Forty-odd years ago there used to be what were called ‘butter mountains’, ‘milk lakes’ and ‘wine lakes’. They were the result of the then EEC’s guaranteed prices for farmers. They overproduced, knowing they’d be recompensed.
Anyway, it wasn’t all bad because the butter mountain was sold off at knockdown prices in supermarkets and in some cases distributed freely to pensioners and other people who met certain criteria.
Here, various charities and community groups were allocated butter to distribute. So naturally various organisations like the Salvation Army, St Vincent de Paul and the UDA were called into service.
The UDA, what? Seriously?
Nationalists were aghast. After all, the UDA had already killed hundreds of Catholics, sometimes without even using their murder gang nom de guerre, the non-existent UFF. (Where was the UFF compound in Long Kesh?)

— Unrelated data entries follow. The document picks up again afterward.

PR #1093, opened 2022-02-02
Wallet signing on MacOS

mmsinclair:
Adds two GitHub Actions:

1. Create a release when pushing to a tag `nym-wallet-*`
2. Builds, signs and uploads the wallet `dmg` to the release

Once merged into develop, the process of triggering these actions is as follows:

- write code, create PR, approve and merge PR to `develop`
- create a new release and name tag `nym-wallet-v1.0.0`
- this triggers the GH Action to mark the release as `draft` and in parallel starts building on MacOS

Soon, we can add GH Actions to do the same for Windows and Linux

### DIFF
--- a/nym-wallet/src-tauri/tauri.conf.json
+++ b/nym-wallet/src-tauri/tauri.conf.json
@@ -26,7 +26,7 @@
       "copyright": "Copyright © 2021-2022 Nym Technologies SA",
       "category": "Business",
       "shortDescription": "Nym desktop wallet allows you to manage your Nym tokens",
-      "longDescription": "The Nym wallet allows you to manage your Nym tokens and to stake on mixnodes, gateways and validators.",
+      "longDescription": "",
       "deb": {
         "depends": [],
         "useBootstrapper": false
--- a/nym-wallet/src-tauri/tauri.conf.json
+++ b/nym-wallet/src-tauri/tauri.conf.json
@@ -1,7 +1,7 @@
 {
   "package": {
     "productName": "nym-wallet",
-    "version": "0.12.1"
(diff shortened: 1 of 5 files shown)


nym-wallet/src-tauri/tauri.conf.json
```diff
@@ -1,7 +1,7 @@
 {
   "package": {
     "productName": "nym-wallet",
-    "version": "0.12.1"
+    "version": "1.0.0"
```
jstuczyn, line 4: Should we also update Cargo.toml file?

The inclusion of the UDA in distributing the EEC’s surplus butter confirmed the government and security forces’ ambivalent attitude to loyalist terrorists.
From early days the British army engaged with the UDA, allowed them to mount road checks and march around the streets of central Belfast masked in motley army surplus.

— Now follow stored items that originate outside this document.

PR #1099, opened 2022-02-04
Fixed underflow in rewarding all delegators

jstuczyn:
The issue was that `remaining_delegators -= MIXNODE_DELEGATORS_PAGE_LIMIT;` has been called in the last loop iteration, where `remaining_delegators` has already been smaller than `MIXNODE_DELEGATORS_PAGE_LIMIT` (and it has type `usize`)

### DIFF
--- a/validator-api/src/nymd_client.rs
+++ b/validator-api/src/nymd_client.rs
@@ -268,10 +268,6 @@ impl<C> Client<C> {
     where
         C: SigningCosmWasmClient + Sync,
     {
-        // determine how many times we are going to have to call the delegator rewarding,
-        // note that it doesn't include the "base" call to `RewardMixnode` that rewards one page
-        let further_calls = node.total_delegations / MIXNODE_DELEGATORS_PAGE_LIMIT;
-
         // start with the base call to reward operator and first page of delegators
         let msgs = vec![(node.to_reward_execute_msg(interval_id), vec![])];
         let memo = format!(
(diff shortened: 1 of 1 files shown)


validator-api/src/nymd_client.rs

Documents from the National Archives show the army and NIO were well aware of the large proportion of UDA and smaller number of UVF in the UDR, the free access of UDA men to army barracks, and routine swapping of intelligence. Finally admitting the UDA was primarily engaged in terrorism, but only after they’d killed about 400 people, the NIO proscribed the UDA in 1992.
Collusion and tolerance of the UVF was less obvious, but everyone knew who the leader was throughout most of the Troubles and where he lived in the Shankill.
His home was never raided, nor were the homes of the UVF brigade staff, all of whom were known to RUC and army. Indeed some of the brigade staff were invited to the Belfast mayor’s parlour for drinks after council meetings, depending who the unionist mayor was.
Given all that (and there’s a lot more), you can see how difficult it is for unionist politicians to accept that nominally illegal (when’s the last time anyone was convicted of membership?) loyalist terrorist gangs are social pariahs who should be cast into exterior darkness.
Tolerance remains a sentiment, even though they’ve degenerated into a foul incubus on the poorest loyalist districts.
Still, it beggars belief that DUP ministers in the toy-town assembly sit down with representatives of the very people who are responsible for the continued impoverishment of loyalist society.
It is beyond bizarre that ministers discuss with these guys (they’re always guys) social and economic development in the very districts whose social and economic development the men these guys represent are blocking.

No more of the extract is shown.